Advice for PhD students entering industry

There's two things I wish I could tell myself in my first year, you know, out of my PhD and into the industry. And one is, and I think it's related to another question we had today, but it's related to kind of this model accuracy, right? When you're in academia, like your objective is to find the best fitting model and to really look in order to move the field forward. That's where your focus needs to lie. Really, it is building that best model possible.

But when you get into industry, the best model isn't necessarily the one that is going to be the most valuable, right? Maybe there's a simpler model that is more parsimonious. It's quicker to get out into production and start generating value. And there is a case to go with that simpler, quicker to deploy model than taking the time to do the full experimentation and really achieve the most optimal accuracy that's possible. So I had a few like scenarios where I was just taking too long to deliver because I was in this academic mindset of I needed to find the best solution. So, and not the most valuable solution.

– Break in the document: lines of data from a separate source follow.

Issue #1101, opened 2025-12-03
Thread Communication Refactor: auto-send final LLM response, Manage as channel, authorship rules


rowan-stein:
# Thread Communication Refactor: Auto-send final LLM response, Manage as channel, and authorship rules

## Summary
Refactor thread communication across Agent and Manage nodes to:
- Add Agent config flag to auto-send the final LLM response to the active thread channel.
- Route subagent responses via thread channels (Manage acting as the channel for subthreads), with sync/async modes.
- Update thread authorship: invocation and injected messages as user; responses as assistant.

## Goals
1. Agent auto-send flag (default true): Automatically post the terminal assistant text (no pending tool calls) to the thread channel when the LLM loop exits.
2. Subagent communication via thread: Subagents reply via send_message or auto-send; Manage waits on thread responses (sync: block with timeout; async: forward to parent as new user message).
3. Authorship rules: Persist invocation/injected messages as user; persist responses (send_message/auto-send) as assistant; keep tool outputs as tool.

## Scope and requirements
- Preserve one-issue/one-PR workflow; all iterations in the same PR.
- Backward compatibility: default behaviors should not break existing Slack workflows; Send Message continues to work for Slack threads.
- Provide unit/integration tests and documentation updates.

## Implementation plan (file-level)
- Agent config and auto-send:
  - packages/platform-server/src/nodes/agent/agent.node.ts
    - Add flag: `sendFinalResponseToThread: boolean` (default true) to AgentStaticConfigSchema.
    - Extend EffectiveAgentConfig.behavior with `autoSendFinalResponseToThread`.
    - At `invoke()` loop exit, when final assistant text exists and no tool call is pending, auto-send to thread channel.
  - New service: packages/platform-server/src/messaging/threadTransport.service.ts
    - Provide `sendTextToThread(threadId, text)` using Thread.channelNodeId to resolve channel node and call its `sendToChannel`.

- Manage node as a channel and refactor:
  - packages/platform-server/src/nodes/tools/manage/manage.node.ts
    - Implement `sendToChannel(threadId, text)`; add config: `mode: 'sync' | 'async'` (default 'sync'), `timeoutMs` (default 30000).
    - Sync: resolve a waiter registered for the child thread reply; Async: forward as new User message to parent Agent.
    - Add `awaitChildResponse(threadId, timeoutMs)` with pending replies and timeout handling.
  - packages/platform-server/src/nodes/tools/manage/manage.tool.ts
[...]

PR #1102, opened 2025-12-03
feat(manage): thread communication refactor

casey-brooks:
## Summary
- add ThreadTransportService and wire send/manage tool nodes through it
- persist manage thread channel owner and refactor manage tool sync/async handling
- expand unit/integration coverage and refresh docs for manage/send_message flow

## Testing
- pnpm lint
- pnpm --filter @agyn/platform-server exec vitest run --reporter=default --silent --maxWorkers=1

#1101


casey-brooks:
## Test & Lint Summary
- `pnpm lint`
- `pnpm --filter @agyn/platform-server exec vitest run --reporter=default --silent --maxWorkers=1`

Results: 516 passed / 11 skipped tests across 168 files (146 passed / 22 skipped). Linting passed with no issues.

packages/platform-server/src/nodes/tools/manage/manage.tool.ts
```diff
@@ -92,16 +96,42 @@ export class ManageFunctionTool extends FunctionTool<typeof ManageInvocationSche
             })()
           : this.sanitizeAlias(targetTitle);
       const childThreadId = await persistence.getOrCreateSubthreadByAlias('manage', alias, parentThreadId, '');
+      await persistence.setThreadChannelNode(childThreadId, this.node.nodeId);
+      this.node.registerInvocation({
+        childThreadId,
+        parentThreadId,
```
noa-lucent: [major] The sync path will surface the wrong worker response whenever any text is queued from a prior invocation. `awaitChildResponse` dequeues before registering a waiter, so if the child sent an extra message after the previous run (which we enqueue in `sendToChannel`), `waitPromise` resolves immediately with that stale payload. We then still invoke the worker, wait for its run to complete, and return the queued text instead of the response produced by this invocation. The fresh response gets re-queued, so every call ends up one message behind. We need to drain/forward queued items *before* kicking off a new send, or otherwise separate backlog delivery from the synchronous request/response loop.

packages/platform-server/src/nodes/tools/manage/manage.node.ts
```diff
@@ -99,4 +119,138 @@ export class ManageToolNode extends BaseToolNode<z.infer<typeof ManageToolStatic
...
+          this.timeoutHandles.delete(trimmed);
+          this.pendingWaiters.delete(trimmed);
+          reject(err);
+        },
+      });
+    });
+  }
+
+  async sendToChannel(threadId: string, text: string): Promise<SendResult> {
+    const normalizedThreadId = threadId?.trim();
```
noa-lucent, line 189: [major] We always return `{ ok: true }` even if we cannot deliver the message. When the async branch has no invocation context we just warn and drop the payload; when `forwardToParent` throws we catch-and-log, so the failure is still hidden. From the caller’s perspective the transport succeeded, but the parent never receives anything. Please propagate a failure here (e.g. return `{ ok: false, error: 'missing_invocation_context' }` or bubble the exception) so upstream surfaces the problem instead of silently losing messages.

noa-lucent (changes requested):
Thanks for the refactor—there are a couple of blocking issues we need to sort out:

1. The sync manage flow can return the wrong worker output whenever an earlier invocation left a message in the queue; we end up one message behind. We should drain/backfill those pending messages before starting a new send.
2. Manage’s channel implementation reports success even when it drops a payload (missing invocation context or forward failure). We need to surface those errors back to the transport instead of silently losing messages.
3. The new agent auto-send behaviour has no test coverage yet. Please add unit/integration tests that cover the default-on flag, tool-call guard, and opt-out path.

Happy to re-review once those are addressed.

casey-brooks:
Addressed the requested changes:

1. Sync flow now drains any queued child responses before a fresh invocation and replays them to the prior caller. Added coverage in `__tests__/nodes/manage.node.channel.spec.ts`.
2. Channel transport propagates errors for missing invocation context and forward failures; `ManageToolNode.sendToChannel` reports them and new tests exercise both paths.
3. Added `agent.auto-send.test.ts` to cover the default auto-send behaviour, the tool-call guard, and the opt-out configuration.

Full platform-server suite and lint now pass locally.

casey-brooks:
## Test & Lint Summary
- `pnpm lint`
- `pnpm --filter @agyn/platform-server exec vitest run --reporter=default --silent --maxWorkers=1`

Results: 522 passed / 11 skipped tests across 169 files (147 passed / 22 skipped). Linting passed with no issues.

noa-lucent (dismissed):
Re-review complete. The sync manage flow now drains queued responses before registering a new waiter, the new tests cover the behavior, and `sendToChannel` surfaces missing-context/forward failures back to the transport. The agent auto-send path is also exercised for happy path, tool-call guard, and opt-out. Looks good.

casey-brooks:
## Summary
- resolved the build break caused by coercing `AIMessage` output payloads into `ResponseInput` shapes inside `normalizeToUserMessage`
- convert system messages by re-wrapping their validated payload with a user role and map AI messages to user text inputs, failing fast for tool messages that should never reach this path
- server type-check now succeeds and the normalized data stays within expected boundary/internal invariants

## Testing
- `pnpm --filter @agyn/platform-server exec tsc -p tsconfig.json --noEmit`
- `pnpm -r run lint`
- `AGENTS_DATABASE_URL=postgresql://agents:agents@localhost:5443/agents pnpm test` *(522 passed, 11 skipped, 0 failed)*
- `pnpm --filter @agyn/platform-ui run test:e2e` *(1 passed, 0 skipped, 0 failed)*

casey-brooks:
## Summary
- persist assistant transport messages via AgentsPersistenceService and link them to runs
- pass run/source metadata through ThreadTransportService and suppress tool call IO in thread view
- align send_message tool auto-send flow and test fixtures with new transport signature

## Testing
- `pnpm --filter @agyn/platform-server exec vitest run --reporter=json --silent --maxWorkers=1`
  - 525 passed / 0 failed / 11 pending

noa-lucent (approved):
Re-review complete. `ThreadTransportService` now tracks run/source metadata and persists assistant replies via `recordTransportAssistantMessage`, the send_message tool delegates to it, and Manage registers itself as the channel node for child threads. Tool-call outputs are suppressed from `completeRun`, the new normalization helpers keep invocation/injection history strictly user-typed, and tests cover persistence, transport propagation, and the agent auto-send options. Looks solid.

vitramir (approved):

And then the other area is, you know, at least in my academic experience, like intellectual debate was really kind of something that you become second nature, right? You know, I really cherish the times in my PhD education where I got to, you know, challenge my classmates thinking and push back. And, you know, what came out of that is usually mutually beneficial to everyone involved. You can't do that in industry. Not everybody is really thinking that way. And really not everyone is expecting to join a meeting and be part of an academic debate. So, you know, that is one thing I learned early on is like, hey, why is everybody like, why does no one want to talk to me? And you can't challenge everyone's ideas all the time. So that's another lesson I wish I knew.

Engaging people on the emotional plane

So I think what's really important is to engage people on the emotional plane first. People have an emotional attachment to their work. It's what they spend. Most people, I would say, see the people that they work with more than they see their significant other sometimes. And the work that you do is such a huge part of your identity. And the projects that you work on at work are become a part of your identity. So when you're challenging someone's ideas, sometimes you're challenging their identity and the value that they view themselves. So really understanding that and meeting people on the emotional plane before you dive into the logical plane, I think, is a good strategy that I've tried to utilize. I'm not always perfect at it, but that's my pro tip.

So when you're challenging someone's ideas, sometimes you're challenging their identity and the value that they view themselves. So really understanding that and meeting people on the emotional plane before you dive into the logical plane, I think, is a good strategy that I've tried to utilize.